• _PROMPT_: Please write out the data exactly, line by line.

BEGIN DATA RECORDS

PR #1487, opened 2018-04-12
[RESTEASY-1822]:Accept-patch header is missing in the response for th…

jimma:
…e OPTIONS request

### DIFF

END DATA RECORDS

• _COMPLETED EXERCISE_:
PR #1487, opened 2018-04-12
[RESTEASY-1822]:Accept-patch header is missing in the response for th…

jimma:
…e OPTIONS request

### DIFF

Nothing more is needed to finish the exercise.